Le Tribunal Administratif de Lille, par une ordonnance du 23 octobre 2025, a donné acte du désistement de Mme A... de son recours en excès de pouvoir contre la décision du préfet du Nord du 23 juillet 2025 accordant le concours de la force publique pour son expulsion. Ce désistement est intervenu en application de l'article R. 612-5-2 du code de justice administrative, faute pour la requérante d'avoir confirmé le maintien de sa requête dans le délai d'un mois suivant le rejet de sa demande de suspension par le juge des référés.
Texte intégral
Vu la procédure suivante :
Par une requête, enregistrée le 11 août 2025, Mme B... A..., représentée par Me Ekwalla-Mathieu demande au tribunal :
1°) d’annuler la décision du 23 juillet 2025 par laquelle le préfet du Nord a accordé le concours de la force publique pour procéder à l’expulsion de son logement ;
2°) de mettre à la charge de l’Etat une somme de 2 000 euros sur le fondement des articles 37 de la loi du 10 juillet 1991 et L. 761-1 du code de justice administrative.
Par une décision du 29 septembre 2025, Mme A... a été admise au bénéfice de l’aide juridictionnelle totale.
Vu les autres pièces du dossier.
Vu :
- l’ordonnance n° 2507797 du 14 août 2025 du juge des référés du tribunal ;
- le code de justice administrative.
Considérant ce qui suit :
Aux termes de l’article R. 222-1 du code de justice administrative : « (…) les présidents de formation de jugement des tribunaux (…) peuvent, par ordonnance : / 1 Donner acte des désistements ; /(…)/ ». En outre, l’article R. 612-5-2 du même code dispose que : « En cas de rejet d'une demande de suspension présentée sur le fondement de l'article L. 521-1 au motif qu'il n'est pas fait état d'un moyen propre à créer, en l'état de l'instruction, un doute sérieux quant à la légalité de la décision, il appartient au requérant, sauf lorsqu'un pourvoi en cassation est exercé contre l'ordonnance rendue par le juge des référés, de confirmer le maintien de sa requête à fin d'annulation ou de réformation dans un délai d'un mois à compter de la notification de ce rejet. A défaut, le requérant est réputé s'être désisté (…). ».
2. Par une ordonnance n° 2507797 du 14 août 2025, le juge des référés du tribunal a rejeté la requête de Mme A... tendant à la suspension de la décision du 23 juillet 2025 par laquelle le préfet du Nord a accordé le concours de la force publique pour procéder à l’expulsion de son logement, au motif notamment qu’aucun des moyens soulevés n’était de nature à créer un doute sérieux quant à la légalité de cette décision. A défaut d’avoir confirmé le maintien des conclusions de sa requête dans le délai d’un mois à compter de la notification de l’ordonnance de rejet intervenue le 18 août 2025 ainsi que le courrier de notification de cette ordonnance l’invitait à le faire, et en l’absence de pourvoi en cassation, Mme A... est réputée s’en être désistée, ainsi que le prévoit l’article R. 612-5-2 du code de justice administrative. Ce désistement étant pur et simple, rien ne s’oppose à ce qu’il en soit donné acte.
O R D O N N E :
Article 1er : Il est donné acte du désistement de la requête de Mme A....
Article 3 : La présente ordonnance sera notifiée à Mme B... A... et au ministre de l’intérieur.

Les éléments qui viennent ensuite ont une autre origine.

PR #6593, opened 2023-08-04
feat(ctb): Deploy `FaultDisputeGame` with `MIPS` backend on devnet

clabby:
## Overview

Adds a second `DisputeGameFactory` deployment to the devnet for a separate implementation of the `FaultDisputeGame` with a `MIPS` backend.

**Metadata**
Closes CLI-4326


clabby:
* develop
  * **PR #6593** <a href="https://app.graphite.dev/github/pr/ethereum-optimism/monorepo/6593" target="_blank">Graphite</a>  👈

This comment was auto-generated by [Graphite](https://app.graphite.dev/github/pr/ethereum-optimism/monorepo/6593?utm_source=stack-comment).

packages/contracts-bedrock/scripts/Deploy.s.sol
```diff
@@ -710,30 +724,37 @@ contract Deploy is Deployer {
...
-                _vm: faultVm,
-                _l2oo: L2OutputOracle(mustGetAddress("L2OutputOracleProxy")),
-                _blockOracle: BlockOracle(mustGetAddress("BlockOracle"))
-            }));
-            console.log("DisputeGameFactory: set `FaultDisputeGame` implementation");
+        string[2] memory contractNames = ["DisputeGameFactoryProxy", "MIPSDisputeGameFactoryProxy"];
+
+        for (uint256 i; i < contractNames.length; i++) {
+            DisputeGameFactory factory = DisputeGameFactory(mustGetAddress(contractNames[i]));
+            Claim absolutePrestate = Claim.wrap(bytes32(cfg.faultGameAbsolutePrestate()));
```
ajsutton: Not necessarily a blocker for this PR, but we will need to have different absolute pre-states for the alphabet and cannon games.

clabby: Was just about to ping slack - do we know the absolute prestate for Cannon at the moment?

refcell (approved):
LGTM

clabby:
Waiting to merge until @ajsutton adds an absolute prestate generation script that we can consume for the `FaultDisputeGame` deployment on the devnet.

ajsutton:
https://github.com/ethereum-optimism/optimism/pull/6594 should do the trick.  make cannon-prestate in the top directory and contract deployment will want op-program/bin/prestate-proof.json and the pre hash from there I think (the post is after trace step 0 executed).

packages/contracts-bedrock/scripts/Deploy.s.sol
```diff
@@ -262,17 +262,21 @@ contract Deploy is Deployer {
     /// @notice Deploy the DisputeGameFactoryProxy
     function deployDisputeGameFactoryProxy() onlyDevnet broadcast() public returns (address) {
         address proxyAdmin = mustGetAddress("ProxyAdmin");
-        Proxy proxy = new Proxy({
-            _admin: proxyAdmin
-        });
```
tynes: Do we need both of these in the long term?

clabby: Not necessarily, if we'd like to no longer test the alphabet game, we can remove it. We can also have different game type mappings for devnet - this was just to make it easy with `GameType.FAULT = 0`

ajsutton: I would say we want to keep alphabet and cannon long term.  It is _way_ cheaper to test the game and challenger with alphabet than with cannon. Plus it's much easier to create understandable differences in an alphabet trace than a cannon trace.

Inphi (approved):
LGTM!
If we're keeping the alphabet game, then let's rename the deploy configs to unambiguously refer to a game type. For example, the `faultGameMaxDepth` should be two configs; one for alphabet and MIPS.

packages/contracts-bedrock/scripts/Deploy.s.sol
```diff
@@ -262,17 +262,21 @@ contract Deploy is Deployer {
...
+            Proxy proxy = new Proxy({
+                _admin: proxyAdmin
+            });
 
-        save("DisputeGameFactoryProxy", address(proxy));
-        console.log("DisputeGameFactoryProxy deployed at %s", address(proxy));
+            address admin = address(uint160(uint256(vm.load(address(proxy), OWNER_KEY))));
+            require(admin == proxyAdmin);
 
-        return address(proxy);
```
tynes: These functions have a baked in assumption that they deploy a single contract based on the return signature, it will only impact `forge script --sig 'deployDisputeGameFactoryProxy()' | jq .`

packages/contracts-bedrock/scripts/Deploy.s.sol
```diff
@@ -710,30 +724,51 @@ contract Deploy is Deployer {
...
-                _blockOracle: BlockOracle(mustGetAddress("BlockOracle"))
-            }));
-            console.log("DisputeGameFactory: set `FaultDisputeGame` implementation");
+        // Create the absolute prestate dump
+        string memory filePath = string.concat(vm.projectRoot(), "/../../op-program/bin/prestate-proof.json");
+        bytes32 mipsAbsolutePrestate;
+        string[] memory commands = new string[](3);
+        commands[0] = "bash";
+        commands[1] = "-c";
+        commands[2] = "[[ -f ../../op-program/bin/prestate-proof.json ]] && echo \"present\"";
```
tynes: not using `filePath` variable?

tynes (approved):

PR #6597, opened 2023-08-04
feat(ctb): Proper contract ABI for MIPS.sol

Inphi:
**Description**

This is necessary so the `FaultDisputeGame` can easily interact with the MIPS VM. `MIPS.step` previously required a non-standard calldata format where the packed state and proofs did not contain any padding. As such, interacting with the VM contract in Solidity would require careful and expensive construction of calldata.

Copie en sera transmise, pour information, au préfet du Nord.
Fait à Lille, le 23 octobre 2025.
Le président de la 3ème chambre
Signé
B. Baillard
La République mande et ordonne au ministre de l’intérieur en ce qui le concerne ou à tous commissaires de justice à ce requis en ce qui concerne les voies de droit commun contre les parties privées, de pourvoir à l'exécution de la présente décision.